— Task goal —
Wherever the word "erase" occurs in the lines below, copy the whole line.

— Raw data —
PR #326, opened 2016-01-14
Converting upper bound values

VVeremjova:
Smart Object now returns 64bit integer instead of 32bit.
Added assignment operator for Json value with 64bit (long long int) numbers.
Added getter for Json value.
Added functions for converting int64 to long long int and back
Removed calls asInt64() as duplicate of getter asInt().

### DIFF
--- a/src/components/formatters/test/formatter_json_rpc_test.cc
+++ b/src/components/formatters/test/formatter_json_rpc_test.cc
@@ -30,6 +30,13 @@
  * POSSIBILITY OF SUCH DAMAGE.
  */
 
+#include <algorithm>
+#include "formatters/formatter_json_rpc.h"
+#include <string>
+#include <set>
+#include <algorithm>
+#include <json/writer.h>
+#include "gtest/gtest.h"
 #include "formatters/formatter_json_rpc.h"
 #include <string>
 #include <set>
@@ -40,11 +47,26 @@
 
 namespace test {
 namespace components {
-namespace formatters {
+namespace formatters_test {
 
 using namespace NsSmartDeviceLink::NsSmartObjects;
 using namespace NsSmartDeviceLink::NsJSONHandler::Formatters;
 using namespace NsSmartDeviceLink::NsJSONHandler::strings;
+
+void CompactJson(std::string& str) {
+  Json::Value root;
+  Json::Reader reader;
+  reader.parse(str, root);
+  Json::FastWriter writer;
+  str = writer.write(root);
+  std::string::iterator end_pos = std::remove(str.begin(), str.end(), '\n');
+  str.erase(end_pos, str.end());
+}
+
+namespace {
+const int64_t big_64int = 100000000000;
+const std::string str_with_big_int64 = "100000000000";
+}  // namespace
 
 TEST(FormatterJsonRPCTest, CorrectRPCv1Request_ToString_Success) {
   // Create SmartObject
@@ -62,10 +84,10 @@ TEST(FormatterJsonRPCTest, CorrectRPCv1Request_ToString_Success) {
   std::string result;
   // Convert SmartObject to Json string
   EXPECT_TRUE(FormatterJsonRpc::ToString(obj, result));
-  EXPECT_EQ(std::string(
-                "{\n   \"id\" : 4444,\n   \"jsonrpc\" : \"2.0\",\n   "
-                "\"method\" : \"VR.IsReady\"\n}\n"),
-            result);
+  CompactJson(result);
+  const std::string json_string(
+      "{\"id\":4444,\"jsonrpc\":\"2.0\",\"method\":\"VR.IsReady\"}");
+  EXPECT_EQ(json_string, result);
 }
 
 TEST(FormatterJsonRPCTest, CorrectRPCv2Request_ToString_Success) {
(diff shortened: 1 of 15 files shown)


VVeremjova:
Please review : @malirod @anosach-luxoft

This is the same code for Genivi from [CustomSDL/sdl_panasonic/pull/159](https://github.com/CustomSDL/sdl_panasonic/pull/159)

src/components/formatters/test/formatter_json_rpc_test.cc
```diff
@@ -40,12 +47,27 @@
...
 using namespace NsSmartDeviceLink::NsJSONHandler::Formatters;
 using namespace NsSmartDeviceLink::NsJSONHandler::strings;
 
+void CompactJson(std::string& str) {
+  Json::Value root;
+  Json::Reader reader;
+  reader.parse(str, root);
+  Json::FastWriter writer;
+  str = writer.write(root);
+  std::string::iterator end_pos = std::remove(str.begin(), str.end(), '\n');
```
malirod: This code removes all `\n` from the string. But what if this will be in the json string value? I assume that this will cause the corruption of the original string. This is not good. The logic should be next: just cut off last(search from the end of the string till first `}`) `\n` if exists. But since this code was already merged in the another repo, plus this is only for tests at the moment, lets leave as it is.

src/components/smart_objects/include/smart_objects/number_schema_item.h
```diff
@@ -124,20 +124,32 @@ bool TNumberSchemaItem<NumberType>::isValidNumberType(SmartType type) {
   }
 }
 
-template<typename NumberType>
-Errors::eType TNumberSchemaItem<NumberType>::validate(const SmartObject& Object) {
+template <typename InputType, typename OutputType>
+OutputType IntStaticCast(const InputType& value) {
```
malirod: Since input param is assumed to be int, then there is no need in const&. no need to fix.

src/components/smart_objects/src/smart_object.cc
```diff
@@ -298,6 +290,16 @@ bool SmartObject::operator==(const int64_t Value) const {
 }
 
 // =============================================================
+// uint64_t TYPE SUPPORT
```
malirod: These comments are useless. the type is written in the arg type. No need to fix.

src/components/formatters/test/formatter_json_rpc_test.cc
```diff
@@ -40,12 +47,27 @@
...
 namespace test {
 namespace components {
-namespace formatters {
+namespace formatters_test {
 
 using namespace NsSmartDeviceLink::NsSmartObjects;
 using namespace NsSmartDeviceLink::NsJSONHandler::Formatters;
 using namespace NsSmartDeviceLink::NsJSONHandler::strings;
 
+void CompactJson(std::string& str) {
```
malirod: As far as I remember @pestOO, asked to caver this function with test too. I see no test.

src/components/smart_objects/include/smart_objects/number_schema_item.h
malirod: Why this is not in the convert utils?

anosach-luxoft: I think name like `SafeStaticCast` would be better for this function because it could be used not only with `int` type

VVeremjova: @malirod See 47f917e

src/components/smart_objects/src/smart_object.cc
VVeremjova: @malirod These comments are in the whole file, should I remove only this or other too?

malirod: I think you can delete all useless commits.

src/components/formatters/test/formatter_json_rpc_test.cc
VVeremjova: @malirod  See 52ec3c0

src/components/formatters/test/formatter_json_rpc_test.cc
VVeremjova: @malirod Changed in 52ec3c0

src/components/formatters/test/formatter_json_rpc_test.cc
```diff
@@ -40,12 +47,47 @@
...
+  Json::Value root;
+  Json::Reader reader;
+  reader.parse(str, root);
+  Json::FastWriter writer;
+  str = writer.write(root);
+  if (str[str.size() - 1] == '\n') {
+      str.erase(str.size()-1,1);
+  }
+  std::string::iterator end_pos = std::remove(str.begin(), str.end(), '\n');
```
malirod: Why you need these two lines? They remove all endl from string. We have to remove only the last.

src/components/smart_objects/src/smart_object.cc
VVeremjova: @malirod Deleted in 51d8e73

src/components/formatters/test/formatter_json_rpc_test.cc
VVeremjova: @malirod fixed it in 8c60c0c

malirod:
Reviewed

anosach-luxoft:
Reviewed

— Result of this task —
+  str.erase(end_pos, str.end());
+      str.erase(str.size()-1,1);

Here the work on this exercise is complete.